## TASK DETAILS
The lines to be extracted run from the start of the listing through the line containing "Tested on FreeBSD 12.1 in AWS. Works."; copy them exactly and nothing else.

## EXTRACTED RECORDS

PR #3589, opened 2019-04-06
Add users support for FreeBSD

xaxo05:
Add users support for FreeBSD.

Use pw insread of useradd and usermod, user chpass instead of chpasswd, use rmuser instead of userdel. 

Implement fgetpwent() and fgetgrent() for FreeBSD.

Needs to be tested as I have only tested some cases myself for my personal needs.

PR #4002, opened 2020-01-03
FreeBSD: Changed ifdef guard to be OS-specific

olehermanse:
Based on review comment:

https://github.com/cfengine/core/pull/3589#discussion_r344640531


olehermanse:
Tested on FreeBSD 12.1 in AWS. Works.

PR #4016, opened 2020-01-16
ENT-5090: Removed (USE AT YOUR OWN RISK) from cf-key help menu for -x

olehermanse:
It is kind of implied that --force-removal can be destructive.
We don't have any specific reasoning for this phrasing, so it
is not so useful, just confusing / concerning for a user.


olehermanse:
Cherry-picks:

https://github.com/cfengine/core/pull/4020
https://github.com/cfengine/core/pull/4021

PR #4021, opened 2020-01-16
ENT-5090: Removed (USE AT YOUR OWN RISK) from cf-key help menu for -x (3.12)

olehermanse:
It is kind of implied that --force-removal can be destructive.
We don't have any specific reasoning for this phrasing, so it
is not so useful, just confusing / concerning for a user.


olehermanse:
> ACK. I don't think backports require re-review unless there are some significant conflicts.

I usually think of it as an "agree to backport" rather than a code review.

PR #4062, opened 2020-02-10
CFE-3198: Added macros before_version, at_version and after_version

olehermanse:
A final PR for the version detection macros. In some cases you want to specify just one version, or versions before or after (exclusive);

```
@if maximum_version(3.15.999) # Ugly
@if before_version(3.16) # More readable
```

```
# Something which was buggy in 3.15.4:
@if minimum_version(3.15.5)
@if after_version(3.15.4)
```

```
@if between_versions(3.15.0, 3.15.0) # Ugly
@if at_version(3.15.0) # More readable
```

I guess the last one missing is `not_version` (inverse of `at`), but I don't really see a case where it's useful, and you can acheive it using `at_version` + `else`.

### DIFF
--- a/libpromises/cf3lex.l
+++ b/libpromises/cf3lex.l
@@ -90,6 +90,9 @@ comment    #[^\n]*
 
 macro_if_minimum_version  @if\ minimum_version\([0-9]{1,5}(\.[0-9]{1,5}){0,2}\)
 macro_if_maximum_version  @if\ maximum_version\([0-9]{1,5}(\.[0-9]{1,5}){0,2}\)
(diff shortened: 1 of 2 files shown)


olehermanse:
@cf-bottom jenkins

cf-bottom:
Alright, I triggered a build:

[Build Status](https://ci.cfengine.com//job/pr-pipeline/4569/)

**Jenkins:** https://ci.cfengine.com/job/pr-pipeline/4569/

**Packages:** http://buildcache.cfengine.com/packages/testing-pr/jenkins-pr-pipeline-4569/

vpodzime:
> Just to be conservative, I would not backport these without explicit reason that these provide a workaround for some specific issue.

If we don't backport them, they will be unusable until people stop using 3.15.x and 3.12.x

PR #4063, opened 2020-02-10
cf-remote: Fixed package selection for new package names

olehermanse:
Tested on Ubuntu 18, Ubuntu 16, CentOS 7, CentOS 6

### DIFF
--- a/contrib/cf-remote/cf_remote/remote.py
+++ b/contrib/cf-remote/cf_remote/remote.py
@@ -198,6 +198,23 @@ def install_host(
         release = releases.default
         if version:
             release = releases.pick_version(version)
+
+        if "os_release" in data and data["os_release"]:
+            distro = data["os_release"]["ID"]
+            major = data["os_release"]["VERSION_ID"].split(".")[0]
+            platform_tag = distro + major
+
+            # Add tags with version number first, to filter by them first:
+            tags.append(platform_tag) # Example: ubuntu16
+            if distro == "centos":
+                tags.append("el" + major)
+
+            # Then add more generic tags (lower priority):
+            tags.append(distro) # Example: ubuntu
+            if distro == "centos":
+                tags.append("rhel")
+                tags.append("el")
+
         artifacts = release.find(tags, extension)
         if not artifacts:
             user_error(
--- a/contrib/cf-remote/cf_remote/remote.py
+++ b/contrib/cf-remote/cf_remote/remote.py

## ANSWER SECTION
PR #3589, opened 2019-04-06
Add users support for FreeBSD

xaxo05:
Add users support for FreeBSD.

Use pw insread of useradd and usermod, user chpass instead of chpasswd, use rmuser instead of userdel. 

Implement fgetpwent() and fgetgrent() for FreeBSD.

Needs to be tested as I have only tested some cases myself for my personal needs.

PR #4002, opened 2020-01-03
FreeBSD: Changed ifdef guard to be OS-specific

olehermanse:
Based on review comment:

https://github.com/cfengine/core/pull/3589#discussion_r344640531


olehermanse:
Tested on FreeBSD 12.1 in AWS. Works.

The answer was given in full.